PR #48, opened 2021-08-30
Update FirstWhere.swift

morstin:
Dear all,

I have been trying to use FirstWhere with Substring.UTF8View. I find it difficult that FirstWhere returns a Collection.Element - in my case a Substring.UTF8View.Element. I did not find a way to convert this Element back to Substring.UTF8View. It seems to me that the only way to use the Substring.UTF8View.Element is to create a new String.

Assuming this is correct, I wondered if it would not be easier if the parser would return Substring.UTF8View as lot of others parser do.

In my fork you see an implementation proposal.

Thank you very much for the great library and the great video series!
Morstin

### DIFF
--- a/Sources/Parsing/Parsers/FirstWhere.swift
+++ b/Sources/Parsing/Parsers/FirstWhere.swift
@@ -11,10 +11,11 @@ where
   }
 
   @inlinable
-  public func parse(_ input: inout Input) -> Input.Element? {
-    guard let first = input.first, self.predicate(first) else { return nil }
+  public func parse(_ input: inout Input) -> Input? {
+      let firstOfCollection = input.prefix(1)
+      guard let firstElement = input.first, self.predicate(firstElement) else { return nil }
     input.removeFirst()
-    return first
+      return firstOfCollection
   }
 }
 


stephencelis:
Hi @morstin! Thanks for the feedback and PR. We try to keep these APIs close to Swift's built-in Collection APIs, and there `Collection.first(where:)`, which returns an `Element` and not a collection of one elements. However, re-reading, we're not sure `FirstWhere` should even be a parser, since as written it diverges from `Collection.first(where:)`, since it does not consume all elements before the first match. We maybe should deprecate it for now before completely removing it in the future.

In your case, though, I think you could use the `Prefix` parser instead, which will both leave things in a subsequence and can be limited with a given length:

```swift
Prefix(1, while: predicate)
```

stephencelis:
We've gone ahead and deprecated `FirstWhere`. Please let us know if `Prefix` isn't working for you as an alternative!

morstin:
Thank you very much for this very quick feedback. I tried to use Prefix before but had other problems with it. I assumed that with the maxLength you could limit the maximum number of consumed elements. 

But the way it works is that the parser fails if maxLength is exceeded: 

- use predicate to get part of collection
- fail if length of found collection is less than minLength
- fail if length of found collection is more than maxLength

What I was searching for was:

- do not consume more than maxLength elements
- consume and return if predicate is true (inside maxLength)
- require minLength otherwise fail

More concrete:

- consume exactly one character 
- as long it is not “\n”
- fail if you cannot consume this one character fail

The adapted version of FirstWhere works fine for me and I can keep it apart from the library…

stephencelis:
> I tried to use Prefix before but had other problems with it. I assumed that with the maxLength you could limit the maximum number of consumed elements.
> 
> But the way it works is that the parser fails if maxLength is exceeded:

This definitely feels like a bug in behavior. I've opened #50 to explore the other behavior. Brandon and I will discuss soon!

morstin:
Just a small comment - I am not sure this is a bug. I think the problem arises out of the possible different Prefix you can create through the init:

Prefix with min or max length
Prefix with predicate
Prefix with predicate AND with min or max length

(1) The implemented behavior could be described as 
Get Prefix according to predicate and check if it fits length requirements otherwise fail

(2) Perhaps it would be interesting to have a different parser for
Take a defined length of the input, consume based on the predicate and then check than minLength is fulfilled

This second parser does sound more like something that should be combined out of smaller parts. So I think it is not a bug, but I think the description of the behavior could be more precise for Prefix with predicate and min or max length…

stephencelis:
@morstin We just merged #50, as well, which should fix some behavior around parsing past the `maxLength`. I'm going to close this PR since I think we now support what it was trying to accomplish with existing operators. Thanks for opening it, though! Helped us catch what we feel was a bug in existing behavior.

* * *

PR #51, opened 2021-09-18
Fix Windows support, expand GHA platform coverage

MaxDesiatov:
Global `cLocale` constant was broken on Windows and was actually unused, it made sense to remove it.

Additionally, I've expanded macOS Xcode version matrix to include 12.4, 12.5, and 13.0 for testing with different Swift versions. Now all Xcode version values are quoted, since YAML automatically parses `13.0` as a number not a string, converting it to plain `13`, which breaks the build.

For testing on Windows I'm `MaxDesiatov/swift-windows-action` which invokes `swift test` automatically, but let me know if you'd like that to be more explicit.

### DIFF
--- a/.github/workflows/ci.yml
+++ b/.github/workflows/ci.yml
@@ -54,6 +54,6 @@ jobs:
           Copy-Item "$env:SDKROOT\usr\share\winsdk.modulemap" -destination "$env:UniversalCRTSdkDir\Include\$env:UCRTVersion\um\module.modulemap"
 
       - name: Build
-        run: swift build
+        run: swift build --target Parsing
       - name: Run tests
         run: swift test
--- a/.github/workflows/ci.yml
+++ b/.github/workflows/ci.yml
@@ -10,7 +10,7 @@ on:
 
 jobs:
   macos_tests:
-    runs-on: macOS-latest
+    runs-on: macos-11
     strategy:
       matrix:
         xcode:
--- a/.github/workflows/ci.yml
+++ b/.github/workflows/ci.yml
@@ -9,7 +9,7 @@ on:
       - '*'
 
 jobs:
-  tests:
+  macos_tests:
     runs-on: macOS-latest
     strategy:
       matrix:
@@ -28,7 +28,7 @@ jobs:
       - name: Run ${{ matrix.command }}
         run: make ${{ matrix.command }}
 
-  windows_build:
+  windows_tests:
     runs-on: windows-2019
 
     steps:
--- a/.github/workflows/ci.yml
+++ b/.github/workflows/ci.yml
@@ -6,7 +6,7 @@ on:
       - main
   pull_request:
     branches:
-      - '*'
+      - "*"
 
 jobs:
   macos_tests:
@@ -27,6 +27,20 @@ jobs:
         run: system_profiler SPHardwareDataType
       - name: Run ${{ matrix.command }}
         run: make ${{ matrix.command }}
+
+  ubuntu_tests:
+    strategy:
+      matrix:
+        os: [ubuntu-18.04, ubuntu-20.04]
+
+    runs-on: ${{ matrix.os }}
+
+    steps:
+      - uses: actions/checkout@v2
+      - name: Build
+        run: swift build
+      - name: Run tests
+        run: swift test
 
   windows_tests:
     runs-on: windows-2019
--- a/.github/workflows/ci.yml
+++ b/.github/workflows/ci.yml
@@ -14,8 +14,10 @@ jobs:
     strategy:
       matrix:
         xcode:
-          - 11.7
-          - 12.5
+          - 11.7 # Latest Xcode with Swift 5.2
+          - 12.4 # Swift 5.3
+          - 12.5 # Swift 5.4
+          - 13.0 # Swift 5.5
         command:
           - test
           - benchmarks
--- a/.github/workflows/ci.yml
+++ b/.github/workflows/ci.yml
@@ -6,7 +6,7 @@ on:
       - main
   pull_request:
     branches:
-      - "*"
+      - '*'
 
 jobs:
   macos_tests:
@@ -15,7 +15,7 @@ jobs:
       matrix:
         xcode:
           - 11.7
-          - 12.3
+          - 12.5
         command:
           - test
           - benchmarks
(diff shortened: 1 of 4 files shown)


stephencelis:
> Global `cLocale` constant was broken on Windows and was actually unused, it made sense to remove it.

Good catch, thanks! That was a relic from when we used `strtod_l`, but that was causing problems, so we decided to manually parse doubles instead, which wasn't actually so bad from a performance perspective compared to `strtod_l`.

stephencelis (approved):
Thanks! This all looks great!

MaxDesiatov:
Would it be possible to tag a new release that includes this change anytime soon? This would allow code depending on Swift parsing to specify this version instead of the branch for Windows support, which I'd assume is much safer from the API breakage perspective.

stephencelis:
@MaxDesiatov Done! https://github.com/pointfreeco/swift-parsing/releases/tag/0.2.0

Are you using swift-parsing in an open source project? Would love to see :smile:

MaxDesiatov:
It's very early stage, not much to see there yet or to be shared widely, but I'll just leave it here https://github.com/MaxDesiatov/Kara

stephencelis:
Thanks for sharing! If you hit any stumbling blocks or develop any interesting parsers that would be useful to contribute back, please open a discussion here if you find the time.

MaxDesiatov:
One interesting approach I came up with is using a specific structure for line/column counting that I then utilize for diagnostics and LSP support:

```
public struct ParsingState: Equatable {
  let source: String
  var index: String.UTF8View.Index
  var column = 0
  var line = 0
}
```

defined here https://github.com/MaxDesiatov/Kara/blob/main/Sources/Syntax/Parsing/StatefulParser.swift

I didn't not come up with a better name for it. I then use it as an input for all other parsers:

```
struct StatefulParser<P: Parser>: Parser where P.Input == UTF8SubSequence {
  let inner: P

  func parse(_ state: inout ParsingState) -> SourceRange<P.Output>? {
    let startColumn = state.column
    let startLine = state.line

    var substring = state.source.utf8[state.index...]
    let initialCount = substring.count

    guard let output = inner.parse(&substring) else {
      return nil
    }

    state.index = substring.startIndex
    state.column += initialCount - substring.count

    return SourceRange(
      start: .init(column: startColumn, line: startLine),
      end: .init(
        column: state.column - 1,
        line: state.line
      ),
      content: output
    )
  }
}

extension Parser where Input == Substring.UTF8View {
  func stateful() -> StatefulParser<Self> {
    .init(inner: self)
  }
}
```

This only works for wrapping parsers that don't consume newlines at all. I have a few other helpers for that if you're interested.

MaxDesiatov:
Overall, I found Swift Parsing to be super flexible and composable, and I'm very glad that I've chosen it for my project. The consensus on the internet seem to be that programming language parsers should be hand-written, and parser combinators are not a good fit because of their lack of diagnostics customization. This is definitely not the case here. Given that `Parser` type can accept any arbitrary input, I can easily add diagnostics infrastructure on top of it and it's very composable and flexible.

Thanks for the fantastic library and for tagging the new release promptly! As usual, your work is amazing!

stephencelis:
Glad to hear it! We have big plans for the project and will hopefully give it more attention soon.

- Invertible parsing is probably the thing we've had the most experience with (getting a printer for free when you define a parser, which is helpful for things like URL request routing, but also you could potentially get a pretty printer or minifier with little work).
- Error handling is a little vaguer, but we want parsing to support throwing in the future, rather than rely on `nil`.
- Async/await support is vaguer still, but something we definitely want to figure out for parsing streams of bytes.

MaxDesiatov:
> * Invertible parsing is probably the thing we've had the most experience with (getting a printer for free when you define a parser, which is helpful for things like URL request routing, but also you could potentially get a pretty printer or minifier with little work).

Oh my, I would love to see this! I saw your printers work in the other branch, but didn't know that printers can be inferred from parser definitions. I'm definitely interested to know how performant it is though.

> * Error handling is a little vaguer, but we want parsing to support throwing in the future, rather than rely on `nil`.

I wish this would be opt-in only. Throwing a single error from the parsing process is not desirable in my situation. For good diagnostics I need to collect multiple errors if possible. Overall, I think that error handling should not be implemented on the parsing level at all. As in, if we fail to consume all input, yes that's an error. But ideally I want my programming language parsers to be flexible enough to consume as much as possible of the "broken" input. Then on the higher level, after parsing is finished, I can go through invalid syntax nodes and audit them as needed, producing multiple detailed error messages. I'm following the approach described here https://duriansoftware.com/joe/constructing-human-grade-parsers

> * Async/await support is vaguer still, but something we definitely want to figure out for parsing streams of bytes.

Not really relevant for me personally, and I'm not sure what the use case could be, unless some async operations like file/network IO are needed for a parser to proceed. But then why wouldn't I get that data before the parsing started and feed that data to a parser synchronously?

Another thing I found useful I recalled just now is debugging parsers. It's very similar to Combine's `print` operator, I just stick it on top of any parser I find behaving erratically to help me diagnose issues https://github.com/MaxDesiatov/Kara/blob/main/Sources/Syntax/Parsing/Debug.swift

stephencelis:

* * *

What the task asks - Would you please repeat exactly the lines above, starting at the line with "PR #48, opened 2021-08-30" and stopping at the line with "firstOfCollection = input.prefix(1)", both included?

Solution -
PR #48, opened 2021-08-30
Update FirstWhere.swift

morstin:
Dear all,

I have been trying to use FirstWhere with Substring.UTF8View. I find it difficult that FirstWhere returns a Collection.Element - in my case a Substring.UTF8View.Element. I did not find a way to convert this Element back to Substring.UTF8View. It seems to me that the only way to use the Substring.UTF8View.Element is to create a new String.

Assuming this is correct, I wondered if it would not be easier if the parser would return Substring.UTF8View as lot of others parser do.

In my fork you see an implementation proposal.

Thank you very much for the great library and the great video series!
Morstin

### DIFF
--- a/Sources/Parsing/Parsers/FirstWhere.swift
+++ b/Sources/Parsing/Parsers/FirstWhere.swift
@@ -11,10 +11,11 @@ where
   }
 
   @inlinable
-  public func parse(_ input: inout Input) -> Input.Element? {
-    guard let first = input.first, self.predicate(first) else { return nil }
+  public func parse(_ input: inout Input) -> Input? {
+      let firstOfCollection = input.prefix(1)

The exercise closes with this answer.